Logarithmic Negativity in Lifshitz Harmonic Models

TL;DR

This work analyzes logarithmic negativity for Lifshitz harmonic lattices in $(1+1)$ and $(2+1)$ dimensions, focusing on vacuum and thermal states. Using Gaussian-state correlator methods and the partial transpose, it provides both numerical results for extended subregions and analytical results for a highly symmetric $p$-alternating sublattice, uncovering a robust linear-in-$z$ dependence of negativity in many regimes.
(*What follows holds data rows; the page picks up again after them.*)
PR #2454, opened 2018-08-12
Use assigned workspace name for output

### LINKED ISSUE #2435: Output-bound workspace not used as default
I have a workspace configured to appear on a specific output (`workspace left output $monleft`). In i3, that output will use that workspace (or any of its other assigned workspaces, if any) on startup. Sway just assigns a numeric workspace to the output instead.

minus7:
Instead of relying on bindings being configured, primarily source
new workspace names from workspace-output assignments.

Fixes #2435

### DIFF
--- a/sway/tree/workspace.c
+++ b/sway/tree/workspace.c
@@ -120,6 +120,8 @@ static void workspace_name_from_binding(const struct sway_binding * binding,
 		name = argsep(&cmdlist, ",;");
 	}
 
+	// TODO: support "move container to workspace" bindings as well
+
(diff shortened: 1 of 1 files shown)


emersion:
Thanks!

minus7:
Now sway will start with the lastest "registered" workspace on an output (e.g. 10 instead of 1 if you have explicit output-workspace bindings for the numbers). Adding a `break` in the loop should deal with that, though doesn't necessarily guarantee ordering as well as the explicit `order` id on bindings

PR #2458, opened 2018-08-15
Simplify transactions

RyanDwyer:
Commit 4b8e3a885be74c588291c51f798de80bd81a92db makes it so only one transaction is committed (ie. configures sent) at a time. This commit removes the now-unnecessary code which was used to support concurrent committed transactions.

* Instead of containers storing a list of instructions which they've been sent, it now stores a single instruction.
* Containers now have an `ntxnrefs` property. Previously we knew how many references there were by the length of the instruction list.
* Instructions no longer need a `ready` property. It was used to avoid marking an instruction ready twice when they were in a list, but this is now avoided because there is only one instruction and we nullify the `container->instruction` pointer when it's ready.
* When a transaction applies, we no longer need to consider releasing and resaving the surface, as we know there are no other committed transactions.
* `transaction_notify_view_ready` has been renamed to `view_notify_view_ready_by_serial` to make it consistent with `transaction_notify_view_ready_by_size`.
* Out-of-memory checks have been added when creating transactions and instructions.

BTW, we should consider doing some testing while out of memory to see if/where sway crashes and make sure the user can recover from that situation.

### DIFF
--- a/include/sway/desktop/transaction.h
+++ b/include/sway/desktop/transaction.h
@@ -20,6 +20,8 @@
  * create and commits a transaction from the dirty containers.
  */
 
+struct sway_transaction_instruction;
+
 /**
  * Find all dirty containers, create and commit a transaction containing them,
  * and unmark them as dirty.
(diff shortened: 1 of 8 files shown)


SirCmpwn:
Thanks!

PR #2459, opened 2018-08-15
Use list_find in more places and refactor/fix workspace prev_next functions

RyanDwyer:
The original purpose of this commit is to replace some `for` loops with `list_find`. But while doing this I found the `workspace_prev_next_impl` functions to be difficult to read and also contained a bug, so I refactored them and fixed the bug.

To reproduce the bug:

* Have two outputs, where the left output has workspaces 1, 2, 3 and the right output has workspaces 4, 5, 6. Make workspace 2 focused_inactive and workspace 4 focused.
* Run `workspace prev`.
* Previously it would visit the left output, then apply `workspace prev` to workspace 2, which focuses workspace 1.
* Now it will focus the rightmost workspace on the left output (workspace 3).

The refactoring I made to the workspace functions are:

* Added the `static` keyword.
* They now accept an `int dir` rather than bool, to avoid an unnecessary conversion.
* Rather than preparing `start` and `end` variables for the purpose of iterating, just iterate everything.
* Replace `for` loops with `list_find`.
* Don't call `workspace_output_prev_next_impl` (this fixes the bug).

### DIFF
--- a/common/list.c
+++ b/common/list.c
@@ -77,7 +77,7 @@ int list_seq_find(list_t *list, int compare(const void *item, const void *data),
 	return -1;
 }
 
-int list_find(list_t *list, void *item) {
+int list_find(list_t *list, const void *item) {
 	for (int i = 0; i < list->length; i++) {
 		if (list->items[i] == item) {
 			return i;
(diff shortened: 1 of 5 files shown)


emersion:
Thanks!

In 1+1D, the vacuum negativity exhibits a CFT-like universal part with an effective central charge $c_{ ext{eff}}$, while in 2+1D area-law scaling remains valid for small $z$ but shows deviations at larger $z$ due to nonlocal Lifshitz couplings; thermal effects generally reduce negativity and lattice artifacts appear as sudden-death phenomena. Overall, the paper illuminates how Lifshitz scaling modifies entanglement structure in bosonic systems and highlights both universal features and lattice-specific artifacts, suggesting avenues for continuum-limit analyses and future quench studies.

Abstract

Recently generalizations of the harmonic lattice model has been introduced as a discrete approximation of bosonic field theories with Lifshitz symmetry with a generic dynamical exponent z. In such models in (1+1) and (2+1)-dimensions, we study logarithmic negativity in the vacuum state and also finite temperature states. We investigate various features of logarithmic negativity such as the universal term, its z-dependence and also its temperature dependence in various configurations. We present both analytical and numerical evidences for linear z-dependence of logarithmic negativity in almost all range of parameters both in (1+1) and (2+1)-dimensions. We also investigate the validity of area law behavior of logarithmic negativity in these generalized models and find that this behavior is still correct for small enough dynamical exponents.

Figures (13)

• Figure 1: Configurations we consider to studying negativity in $(1+1)$-dimensions. In $C_1$ we have two disjoint intervals while the complement $B$ is nonempty. In $C_2$ we have two adjacent intervals and the complement $B$ is nonempty again. In $C_3$ we have two adjacent intervals while the complement is empty. Note that in $C_1$ and $C_2$ the whole system can be either finite or infinite while in $C_3$ the system is finite.
• Figure 2: Left panel shows entanglement entropy as a function of the length of the entangling region for $0<z<2$. The middle panel shows logarithmic negativity for configuration $C_2$ as a function of $\ell_1$. In this plot we have fixed $\ell_1+\ell_2=200$. The solid lines in both left and middle panels are fit functions similar to CFT analytic expression. The right panel shows the effective 'c' read from entanglement entropy and logarithmic negativity. In all panels we have set the length of the chain to be $N_x=4000$ and $m=10^{-6}$ with periodic boundary condition.
• Figure 3: Left: Logarithmic negativity for the configuration $C_3$ as a function of $\ell_1$ in log-linear scale for a region with periodic BC for different values of $z$ and $m$. Right: Same plot for larger values of $z$ for $m=10^{-4}$ and $N_x=100$.
• Figure 4: The left panel shows logarithmic negativity for configuration $C_1$ versus the distance between $A_1$ and $A_2$ denoted by $d$. The parameters are $A_1=A_2=20$, $m=10^{-6}$ and $N_x=1000$. In the middle panel we have plotted the data regarding to configuration $C_2$ with the length of $A_1$ and $A_2$ being equal to each other on a chain of length $N_x=500$ and $m=10^{-4}$. In this figure as $z$ increases, the 'initial sleep' region happens for larger subregions. The right panel shows the data for different chain lengths and $z=45$ indicating that 'initial sleep' behavior disappears in the continuum limit.
• Figure 5: Logarithmic negativity as a function of temperature for different values of $z$ for a region with Dirichlet BC. Here we set $m=0$ and $N_x=100$. Left: $\mathcal{E}$ vanishes for $T>T_{\rm sd}$ due to lattice construction. Right: In small temperature limit the magnitude of $\Delta \mathcal{E}$ increases for larger values of $z$.